Now, we are ready to discuss an important concept in machine learning.
Tensor
A tensor is a generalization of a 2d array to more than 2 dimensions. So far we have seen
the following tensors in mathematics.
- A scalar is a 0-dimensional tensor (single number, \(a \in \mathbb{R}\)).
- A vector is a 1-dimensional tensor (array of numbers, \(\vec{a} \in \mathbb{R}^n\)).
- A matrix is a 2-dimensional tensor (table of numbers, \(A \in \mathbb{R}^{m \times n}\)).
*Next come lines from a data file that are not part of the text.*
PR #1476, opened 2022-06-30
fix harmonic avg in PoissonUtilities

Raamkrishnan:
- [x] Was clang-format run?
      changelog entry been added?
      number is incremented.
      GitHub for the pull request?

I missed this class while fixing harmonic averaging to avoid division by zero. I also checked through git grep to make sure no other files require a harmonic average fix. The test suite runs fine.

### DIFF
--- a/ibtk/src/math/PoissonUtilities.cpp
+++ b/ibtk/src/math/PoissonUtilities.cpp
@@ -96,7 +96,12 @@ compute_mu_harmonic_avg(const hier::Index<NDIM>& i, const NodeData<NDIM, double>
     int total_nodes = 0;
     for (NodeIterator<NDIM> n(node_box); n; n++, total_nodes++)
     {
-        avg_mu += 1.0 / mu_data(n(), /*depth*/ 0);
+        const double mu = mu_data(n(), /*depth*/ 0);
+        if (IBTK::abs_equal_eps(mu, 0.0))
+        {
+            return 0.0;
+        }
+        avg_mu += 1.0 / mu;
     }
 
 #if !defined(NDEBUG)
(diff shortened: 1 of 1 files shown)


ibtk/src/math/PoissonUtilities.cpp
```diff
@@ -96,6 +96,12 @@ compute_mu_harmonic_avg(const hier::Index<NDIM>& i, const NodeData<NDIM, double>
     int total_nodes = 0;
     for (NodeIterator<NDIM> n(node_box); n; n++, total_nodes++)
     {
+        // if mu is zero on any node, then return zero.
+        if (IBTK::abs_equal_eps(mu_data(n(), /*depth*/ 0), 0.0))
+        {
+            const double mu_harmonic = 0.0;
+            return mu_harmonic;
```
amneetb, line 103: The two lines can be compactly written as 

```
return 0.0
```

ibtk/src/math/PoissonUtilities.cpp
```diff
@@ -141,6 +147,12 @@ compute_mu_harmonic_avg(const hier::Index<NDIM>& i, const EdgeData<NDIM, double>
     {
         for (EdgeIterator<NDIM> e(edge_box, axis); e; e++, total_edges++)
         {
+            // if mu is zero on any edge, then return zero.
+            if (IBTK::abs_equal_eps(mu_data(e(), /*depth*/ 0), 0.0))
+            {
+                const double mu_harmonic = 0.0;
+                return mu_harmonic;
+            }
```
amneetb, line 155: same here.

ibtk/src/math/PoissonUtilities.cpp
amneetb: You can also access the `mu` data once and use it at two spots of the code. 

```
const double mu =  mu_data(n(), /*depth*/ 0);
if (IBTK::abs_equal_eps(mu, 0.0))
{
     return 0.0;
}
avg_mu += 1.0/mu
```

amneetb (approved):

drwells (approved):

We can apply this notion to higher-order tensors. For example, the data of images are indeed, 3-dimensional tensor,
because real-world images usually include color information, which requires multiple channels. So, for any image \(I\),
\[
I \in \mathbb{R}^{H \times W \times C}
\]
where \(H\) is height, \(W\) is width, and \(C\) is channels(e.g., RGB: \(C = 3\)) of the image.
Formally, a tensor is an element of a tensor product of vector spaces.
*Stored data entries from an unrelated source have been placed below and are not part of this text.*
PR #1484, opened 2022-08-16
Averaged data manager

abarret:
This is the second part of #1428. This introduces the `HierarchyAveragedDataManager` which can detect and store (quasi) periodic states using the `SnapshotCache` class. This class can also write visualization files for the mean (and deviations from the mean) field. The time points at which to keep track of the field are specified either in the input file or the constructor.

I've added a test to check that we can compute the mean of a "noisy" field.

This class is currently incomplete. It is currently not set up for restarts and needs more testing.

- [ ] Was clang-format run?
      changelog entry been added?
      number is incremented.
      GitHub for the pull request?


abarret:
@drwells or @boyceg If you have suggestions on the way I've set this class up, I'd be happy to hear them.

drwells:
This class also needs to be added to autotools.

ibtk/include/ibtk/HierarchyAveragedDataManager.h
```diff
@@ -0,0 +1,251 @@
...
+{
+/*!
+ * \brief Class HierarchyAveragedDataManager provides a method of determining and storing average fields over periodic
+ * intervals.
+ */
+class HierarchyAveragedDataManager
+{
+public:
+    /*!
+     * The constructor for class HierarchyAveragedDataManager sets some default values and determines data centering.
```
drwells, line 47: We should list these out, and also explain what should be in the input database.

ibtk/include/ibtk/HierarchyAveragedDataManager.h
```diff
@@ -0,0 +1,251 @@
...
+                                           double tol = 1.0e-8)
+    {
+        return updateTimeAveragedSnapshot(u_idx, time, hierarchy, d_mean_refine_type, wgt_idx, tol);
+    }
+    bool updateTimeAveragedSnapshot(int u_idx,
+                                    double time,
+                                    SAMRAI::tbox::Pointer<SAMRAI::hier::PatchHierarchy<NDIM> > hierarchy,
+                                    const std::string& mean_refine_type,
+                                    const int wgt_idx = IBTK::invalid_index,
+                                    double tol = 1.0e-8);
```
drwells, line 107:
```suggestion

```

ibtk/include/ibtk/HierarchyAveragedDataManager.h
```diff
@@ -0,0 +1,251 @@
...
+    /*!
+     * Returns the exact data point at which points are being stored in the internal map. Note that if a time point is
+     * not found within the specified tolerance, an unrecoverable error occurs.
+     */
+    double getTimePt(double time, double tol);
+
+    /*!
+     * Get the SnapshotCache object
+     */
+    const std::unique_ptr<SnapshotCache>& getSnapshotCache()
```
drwells, line 148:
```suggestion
    const SnapshotCache& getSnapshotCache()
```
There's no reason to return a unique pointer by const reference - we should just return the object directly (by reference).

ibtk/include/ibtk/HierarchyAveragedDataManager.h
```diff
@@ -0,0 +1,251 @@
...
+    {
+        return d_snapshot_cache;
+    }
+
+    /*!
+     * Set the threshold for achieving a steady state.
```
drwells, line 154: However this is defined should be described in the class documentation - I don't know how this is supposed to work so a longer description would help a lot.

ibtk/include/ibtk/HierarchyAveragedDataManager.h
```diff
@@ -0,0 +1,251 @@
...
+     * \brief Registers a scratch variable with the variable database. This data is allocated and deallocated as needed.
+     */
+    void commonConstructor(SAMRAI::tbox::Pointer<SAMRAI::tbox::Database> input_db,
+                           SAMRAI::tbox::Pointer<SAMRAI::hier::PatchHierarchy<NDIM> > hierarchy);
+    /*!
+     * \brief Default constructor.
+     *
+     * \note This constructor is not implemented and should not be used.
+     */
+    HierarchyAveragedDataManager() = delete;
```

Consider vector spaces \(V\) and \(W\) over a field \(\mathbb{F}\). The tensor product of \(V\) and \(W\), denoted \(V \otimes W\)
is a new vector space(tensor product space) whose elements are linear combinations of tensor products of vectors:
\[
v \otimes w \quad \text{where } v \in V, \, w \in W.
\]
A rank-r tensor, \(T\) is an element of a tensor product of \(r\) vector spaces:
\[
T \in V_1 \otimes V_2 \otimes \cdots \otimes V_r.
\]
In this context,
- A scalar is a rank-0 tensor, which is an element of \(\mathbb{F}\).
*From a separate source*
PR #1489, opened 2022-08-25
Lumped mass matrix as a preconditioner

AminKolah:
In this PR a condition is added so that we can compute the L2 projection of some jump quantities using consistent mass matrix for first order MONOMIAL basis functions. Previously, lumped matrix was used as a preconditioner for all cases. We would like to not use that for the case of first order MONOMIAL (avoiding a tbox assertion error in assert_qrule_is_nodal function that only allows for CONSTANT order with MONOMIAL).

- A vector is a rank-1 tensor, which is an element of the vector space \(V\) or \(W\).
- A matrix is a rank-2 tensor, which is an element of the tensor product space \(V \otimes W\).
So, the Kronecker product is just a specific case of the tensor product applied to "matrices" and
the tensor product is a more general mathematical operation that applies to multilinear maps.